Een ander verhaal wordt het wanneer je die data verwerkt tot nuttige inzichten, die gepresenteerd worden in een dashboard. Dan zou je als huisarts veel sneller en beter de omstandigheden van een patiënt kunnen interpreteren. Je zou ook veel vroeger problemen kunnen zien aankomen, en preventiever kunnen werken.
Een concreet voorbeeld: vooraleer een patiënt van een trap valt, zijn er meestal al subtielere signalen geweest die verraden dat er iets aan de hand is met z'n gezondheid en mobiliteit. Een arts die langskomt kan, gevoed met extra informatie, specifieke vragen stellen over duizeligheid, iets wat anders misschien niet ter sprake zou komen. Door vroeger in te grijpen kan een val en bijbehorende hospitalisatie dan mogelijks vermeden worden.
Moet elke arts dan maar data-specialist worden?
Moet elke arts dan maar data-specialist worden? Dat lijkt me niet. De inzichten uit de data moeten eenvoudig gepresenteerd worden tijdens de consultatie. Onderzoekers van imec hebben zich in het project 'Protego' (een samenwerking van IDLab-imec met Televic Healthcare, Z-Plus, Amaron & ML2Grow) gebogen over een dashboard, waarin data van sensoren in huis, smartwatches, smartphones en sensoren op de deuren en koelkast meegenomen werden.

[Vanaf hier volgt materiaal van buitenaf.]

PR #440, opened 2018-05-24
Fixed calculation of values in summary table

pavgra:
Fixes https://github.com/OHDSI/Atlas/issues/697


gowthamrao:
@pavgra @chrisknoll only fixes visits, not drug. 
https://github.com/OHDSI/Atlas/issues/697#issuecomment-394707139

PR #441, opened 2018-05-24
Not finished Cohorts / IRs should be invalidated on startup

wivern:
merge #438 to rc-2.4.1


pavgra:
For https://github.com/OHDSI/WebAPI/issues/429

Issue #427, opened 2018-05-18
init_heracles_periods fails in Netezza


pavgra:
`INSERT INTO` fails in `init_heracles_periods.sql` at  Netezza Release 7.2.1.2-P1 [Build 48187]. While CTAS works

pavgra:
Should be closed by https://github.com/OHDSI/SqlRender/pull/125

PR #442, opened 2018-05-24
Fix results schema generation for Netezza

pavgra:
Fixes https://github.com/OHDSI/WebAPI/issues/427

### DIFF
--- a/src/main/resources/ddl/results/init_heracles_periods.sql
+++ b/src/main/resources/ddl/results/init_heracles_periods.sql
@@ -6,6 +6,7 @@ CREATE TABLE #temp_period (
 	period_end_date date
 );
 
+INSERT INTO #temp_period
 with digits as (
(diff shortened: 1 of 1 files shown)


src/main/resources/ddl/results/init_heracles_periods.sql
```diff
@@ -6,6 +6,7 @@ CREATE TABLE #temp_period (
 	period_end_date date
 );
 
+INSERT INTO #temp_period
```
chrisknoll: This statement: "INSERT INTO {table} with cte()..." doesn't work, does it?

pavgra: @chrisknoll , that's why I requested your review - the statement works at Postgres and Netezza, and alignes to SQL ANSI (http://www.contrib.andrew.cmu.edu/~shadow/sql/sql1992.txt). But, you say, it fails at MS SQL, right?

PR #465, opened 2018-06-05
ATLP-373 Novartis: filter for AD auth

### LINKED ISSUE #464: Active Directory Authentication search filter
It is unable to get Atlas work with mailing list or group that require memberOf search.
Suggestion: add optional searchFilter that should run additional checks during login process with AD.

wivern:
closes #464


src/main/java/org/ohdsi/webapi/shiro/ADRealm.java
```diff
@@ -20,4 +50,36 @@ protected AuthorizationInfo doGetAuthorizationInfo(PrincipalCollection principal
...
+                    dnAttributesMapper);
+
+            if (result.size() == 1) {
+                String userDn = result.iterator().next();
+                List<String> filterResult = ldapTemplate.search("", String.format(searchFilter, userDn), SearchControls.SUBTREE_SCOPE,
+                        dnAttributesMapper);
+                if (!filterResult.isEmpty()) {
+                    return super.queryForAuthenticationInfo(token, ldapContextFactory);
+                }
+            } else {
```
chrisknoll: So do uses that have multiple results not able to authenticate?

chrisknoll: Ok, thanks for the info. In our internal domain, our IT has managed to associate a single principle with multiple windows logins (Ie I have my normal {login}, and there's also an associated account called admin_{login}). At one point in our internal env that has security enabled, I was actually getting both accounts ({login} and admin_{login}) added to sec_user.  I haven't had time to dig in enough to troubleshoot it, but when I saw the check for multiple results, I was wondering if that might bite me here at our internal env.  I'll find time to dig into it and see if it remains an issue.

chrisknoll:
@wivern , Please rebase your branch on top of current master and force push your branch. That will update the PR and you can corect any conflicts you find.

Thank you.

PR #470, opened 2018-06-09
AD search filter

wivern:
Adds AD search filter


chrisknoll:
@wivern: please take your local branch and rebase it to latest master. We incorporated many changes across 2.4.3 fixes and we'd like to see any open PRs rebased to master.

Note: don't rely on merge, we would just like to see these commits applied to the tip of current master.

Thank you.

PR #510, opened 2018-07-16
Fix Heracles execution in Impala

pavgra:
(cherry picked from commit c5fa8ea)


src/main/resources/resources/cdmresults/sql/report/observationperiod/observationlengthbyage.sql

De onderzoekers trainden een AI-algoritme eerst op historische data van een groep proefpersonen om activiteiten te gaan herkennen. Dat gebeurde in het HomeLab (een experimenteerruimte van UGent-imec voor nieuwe residentiële technologietoepassingen met ruim 300 sensoren) met een groep van 31 proefpersonen die er meerdere dagen en nachten verbleven.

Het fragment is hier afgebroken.